Using grid_sample on multiple GPUs

sunshineatnoon · August 14, 2019, 6:11pm

Hi, I have a model with a grid_sample layer, I tried to train my model on multiple GPUs, but got the following error:

RuntimeError: grid_sampler(): expected input and grid to be on same device, but input is on cuda:1 and grid is on cuda:0

Is there anyway to use this layer on multiple GPUs? Thanks

ptrblck · August 14, 2019, 6:44pm

The input and grid should be on the same device.
If you are creating one of these tensors manually in the forward or pass it to the forward method, make sure to transfer it to the same device, e.g. by using:

grid = grid.to(x.device)

sunshineatnoon · August 14, 2019, 7:06pm

Thanks for the reply. I got a segmentation default when moving either of the grid or the input to the same device by input = input.to(grid.get_device()).

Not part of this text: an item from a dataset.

PR #260, opened 2015-11-01
Removing Button updates fron ISR file

AnHardt:
lcd_buttons_update is done frequently (more often than in this context) in lcd_update so i do not see the need to have this burden in ISR routine also. i have not met any consequencies of removing all updates.

Originally by @justmyopinion in https://github.com/MarlinFirmware/Marlin/pull/2720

sunshineatnoon · August 14, 2019, 7:07pm

My grid is actually the same for all inputs, so I stored it using self.grid = grid and using grid_sample(input, self.grid). Do you think this causes the problem? But I think it’s inefficient to pass the grid every forward.

ptrblck · August 14, 2019, 7:15pm

Try to use grid.device instead.

Might be and you should stick to your work flow, as I was just using it as an example.

You could also try to register self.grid as a buffer using self.register_buffer, which would move the tensor automatically using model.to().

sunshineatnoon · August 14, 2019, 8:38pm

register_buffer solves my problem. The segmentation default actually comes from other parts. It seems when training on multiple GPUs, we cannot call .cuda() during the forward path, so everything should be registered in the buffer.

Thanks so much for your help!

ptrblck · August 14, 2019, 11:26pm

You could call .cuda() or to(), but should specify the right device to push the tensor to.
E.g. if you would like to create some tensors inside the forward method, you could use the device of some buffers/parameters or the incoming tensor to create the new one.

However, if self.grid is treated as an attribute of the model, registering it as a buffer is the cleaner and better approach.

sunshineatnoon · August 15, 2019, 11:07pm

Right, that makes so much sense now. Thanks!